### Task directions:
Your task is to copy the lines of the data below from the line holding "### Actual result" through the line holding "At step 7 you", inclusive, exactly and with nothing added.

—————

PR #36068, opened 2021-11-17
Correct Cache setWorkarounds to take account of multiple script or st…

GeraintEdwards:
…yle declarations being used that mean that we have an array of scripts or stylesheets to be cached and not just a string

Cache setWorkarounds returns an array not a string

Pull Request for Issue # .

### Summary of Changes
Correct Joomla\CMS\Cache Cache setWorkarounds to take account of multiple script or style declarations being used that mean that we have an array of scripts or stylesheets to be cached and not just a string
Joomla\CMS\Cache Cache setWorkarounds returns an array not a string

### Testing Instructions

1. On a Joomla 4-dev site install this module https://www.yoursites.net/testextensions/mod_cachetest.zip
2. Create **2** instances of this module to display on the same page in different module positions - leave caching setting as 'global' in module settings
3. Enable Joomla conservative caching  in Joomla config
4. Enable maximum error reporting in Joomla config#
5. Make sure the Joomla cache is cleared
6. Load the frontend page where modules are displayed
7. Reload the frontend page

### Actual result BEFORE applying this Pull Request

At Step 6 you get a php warning on arguments to mb_strlen and 4 javascript alert messages

See https://www.yoursites.net/testextensions/Screenshot%202021-11-17%20at%2010-05-05%20Home.png

At step 7 you get a different PHP warning from libraries/src/Document/HtmlDocument.php because it expects an array but has been given a script by Cache.php

### Expected result AFTER applying this Pull Request

Page is displayed with no warning messages and module content is delivered from the cache correctly with 4 alerts

PR #36566, opened 2022-01-04
PHP error on PHP 8 when caching is enabled under a specific edge case

nikosdion:
### Summary of Changes

This PR fixes a caching issue which occurs when a module which defines head scripts or styles is being cached after another extension (e.g. template, plugin, or module) has already defined its own, different, head scripts or styles.

This is a type error in Joomla's cache handler which exists in Joomla 3 as well. This PR is for Joomla 4.0.

Tagging @crystalenka (reported the issue to me), @wilsonge and @HLeithner for review.

### Testing Instructions

* Install a new Joomla 4 site. **Make sure you are using PHP 8.0**
* Login to the backend of your site
* Go to System, Install, Extensions
* Install [the Foobar test plugin](https://cdn.dionysopoulos.me/joomla-prs/cache-edge-case/plg_system_foobar.zip)
* Install [the Foobar test module](https://cdn.dionysopoulos.me/joomla-prs/cache-edge-case/mod_foobar.zip)
* Go to System, Manage, Plugins and enable the System - Foobar plugin
* Go to Content, Site Modules, click on New
* Choose the “Foobar Test Module”
* Use the following information
	- Title: Test
	- Position: Main-top [main-top]
* Click on Save & Close
* Go to your site's public frontend

**Checkpoint 1**

* Back in the backend of your site, go to Home Dashboard and click on Global Configuration
* Click the System tab and set System Cache to ON - Progressive caching
* Click on Save & Close

**Checkpoint 2**

**Checkpoint 1**

The site works properly and you can see the not cached Foobar module.

**Checkpoint 2**

Joomla shows an error page (“The requested page can't be found.”) with the following error message:

> If difficulties persist, please contact the website administrator and report the error below.
> 
> 0 mb_strlen(): Argument #1 ($string) must be of type string, array given

**Checkpoint 1**

The site works properly and you can see the not cached Foobar module.

**Checkpoint 2**

The site works properly and you can see the cached Foobar module.

None whatsoever.

### Technical information

The two extensions are dummies which add head styles in the document at different points of the application lifecycle just to trigger the error condition. It should also be possible if you have two **DIFFERENT** module extensions doing the same, or a module and a template, etc.

The Joomla cache handler (`\Joomla\CMS\Cache\Cache`) has a major type bug in the `setWorkarounds` method. When it compares the `script` and `style` keys of the document object's head data it _incorrectly assumes_ that they contain string values. In actual reality they always contain EITHER an empty string OR an array.

Joomla then calls `\Joomla\String\StringHelper::substr()` and `\Joomla\String\StringHelper::strlen()` against the contents of these header keys. If they are non–empty, i.e. the contain _an array_, this causes a type error.

Under PHP 5 and PHP 7 the type mismatch error is a mere PHP warning. You might see it, most likely you won't (because you're likely running your site with error reporting set to None) and caching doesn't work correctly for ‘inexplicable reasons’.

Under PHP 8 type mismatch errors have been upgraded to ErrorExceptions i.e. fatal PHP errors. This is what is caught by Joomla's error handler and why you see an error page instead of the cached module.

My suspicion is that this code was copied from The Olden Days (Joomla 1.x / 2.x and possibly very early 3.x, if memory serves) when Joomla indeed stored a string in the document instead of an array. When the document object was refactored many moons ago this largely undocumented, esoteric piece of code was not updated. The kind of failure it caused was silent under PHP 5 and 7 so any caching issues it caused were attributed to the mythical ‘ghost in the machine’, the cache expired or was reset and everything was good in the world. Come PHP 8 and the root cause, the type mismatch, is now a stop error and suddenly the ghost in the machine grew fangs and bit us in the posterior.

I also suspect without being certain that some Joomla forum posts may have mistakenly blamed an innocent module for this issue, possibly claiming that the plugin is not compatible with PHP 8. Please let me say again that this issue is 100% unrelated to any third or first party extension. It is a bug in Joomla's cache handler. Fun times...

### DIFF
--- a/libraries/src/Cache/Cache.php
+++ b/libraries/src/Cache/Cache.php
@@ -599,14 +599,14 @@ class Cache
 	 *
 	 * @since   1.7.0
 	 */
-	public static function setWorkarounds($data, $options = array())
+	public static function setWorkarounds($data, $options = [])
 	{
-		$loptions = array(
+		$loptions = [
 			'nopathway'  => 0,
 			'nohead'     => 0,
 			'nomodules'  => 0,
 			'modulemode' => 0,
-		);
+		];
 
 		if (isset($options['nopathway']))
 		{
@@ -657,7 +657,7 @@ class Cache
 			if ($loptions['modulemode'] == 1)
 			{
 				$headnow = $document->getHeadData();
-				$unset   = array('title', 'description', 'link', 'links', 'metaTags');
+				$unset   = ['title', 'description', 'link', 'links', 'metaTags'];
 
 				foreach ($unset as $un)
 				{
--- a/libraries/src/Cache/Cache.php
+++ b/libraries/src/Cache/Cache.php
@@ -599,14 +599,14 @@ class Cache
 	 *
 	 * @since   1.7.0
 	 */
-	public static function setWorkarounds($data, $options = [])
+	public static function setWorkarounds($data, $options = array())
 	{
-		$loptions = [
+		$loptions = array(
 			'nopathway'  => 0,
 			'nohead'     => 0,
 			'nomodules'  => 0,
 			'modulemode' => 0,
-		];
+		);
 
 		if (isset($options['nopathway']))
 		{
@@ -684,9 +684,15 @@ class Cache
 						{
 							foreach ($newvalue as $type => $currentScriptStr)
 							{
+								$currentScriptStr = is_array($currentScriptStr)
+									? implode("\n", $currentScriptStr) : $currentScriptStr;
+
 								if (isset($options['headerbefore'][$now][strtolower($type)]))
 								{
 									$oldScriptStr = $options['headerbefore'][$now][strtolower($type)];
+
+									$oldScriptStr = is_array($oldScriptStr)
+										? implode("\n", $oldScriptStr) : $oldScriptStr;
 
 									if ($oldScriptStr != $currentScriptStr)
 									{


libraries/src/Cache/Cache.php
```diff
@@ -599,14 +599,14 @@ public static function getWorkarounds($data, $options = array())
 	 *
 	 * @since   1.7.0
 	 */
-	public static function setWorkarounds($data, $options = [])
+	public static function setWorkarounds($data, $options = array())
 	{
-		$loptions = [
+		$loptions = array(
```
brianteeman: please revert this change

nikosdion: Why? This is valid syntax as of **PHP 5.4**. The minimum requirement for Joomla 4 is **PHP 7.2**, seven minor versions newer. 

I also don't see anything in the code style (and the automated checks) which prevents short array syntax. 

It's 2022. If we can't use syntax introduced in PHP in March 2012, nine years and 10 months ago, we are doing something REALLY WRONG with this project...

brianteeman: Look again. You are removing short syntax [] and replacing it with long array syntax ()

nikosdion: That's weird. It looks like my main branch wasn't properly updated. I changed it manually.

nikosdion: Well, now I converted an old long array syntax to short so yay, at least it's consistent :)

brianteeman: You did say that your brain was hurting

toivo:
I have tested this item :white_check_mark: successfully on a58fedce30bdf404d350020f5eb665d467d6bbdc<br /><br />Tested successfully in 4.0.6-dev of January 4 using PHP 8.0.13 and 8.1.0 in Wampserver 3.2.6<hr /><sub>This comment was created with the <a href="https://github.com/joomla/jissues">J!Tracker Application</a> at <a href="https://issues.joomla.org/tracker/joomla-cms/36566">issues.joomla.org/tracker/joomla-cms/36566</a>.</sub>

crystalenka:
I have tested this item :white_check_mark: successfully on a58fedce30bdf404d350020f5eb665d467d6bbdc<hr /><sub>This comment was created with the <a href="https://github.com/joomla/jissues">J!Tracker Application</a> at <a href="https://issues.joomla.org/tracker/joomla-cms/36566">issues.joomla.org/tracker/joomla-cms/36566</a>.</sub>

richard67:
RTC<hr /><sub>This comment was created with the <a href="https://github.com/joomla/jissues">J!Tracker Application</a> at <a href="https://issues.joomla.org/tracker/joomla-cms/36566">issues.joomla.org/tracker/joomla-cms/36566</a>.</sub>

Fedik:
The fix is incorrect, you should not use implode, but compare array instead. 
(Use of Implode will have different result for the same scripts in defferent order).
it nothing with PHP. It because Joomla 4 use array to store each script, while Joomla 3 a string.

And we already have a fix for this #36068 , please confirm if it works for you.

richard67:
Back to pending due to previous comment. Please check.<hr /><sub>This comment was created with the <a href="https://github.com/joomla/jissues">J!Tracker Application</a> at <a href="https://issues.joomla.org/tracker/joomla-cms/36566">issues.joomla.org/tracker/joomla-cms/36566</a>.</sub>

nikosdion:
@Fedik Yeah, thanks, I know why it happens (I actually wrote about that in length at the end of the PR).

I don't see how the scripts / styles would ever be in a different order since what this code checks is whether a script / style that wasn't there has been appended to the document's head. Joomla can only append to the document head, it cannot inject in a different order.

In any case, the point is moot. The other PR is more economical code-wise. I prefer that approach instead of mine.

wilsonge:
Merged the other one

—————

### Response below:
### Actual result BEFORE applying this Pull Request

At Step 6 you get a php warning on arguments to mb_strlen and 4 javascript alert messages

See https://www.yoursites.net/testextensions/Screenshot%202021-11-17%20at%2010-05-05%20Home.png

At step 7 you get a different PHP warning from libraries/src/Document/HtmlDocument.php because it expects an array but has been given a script by Cache.php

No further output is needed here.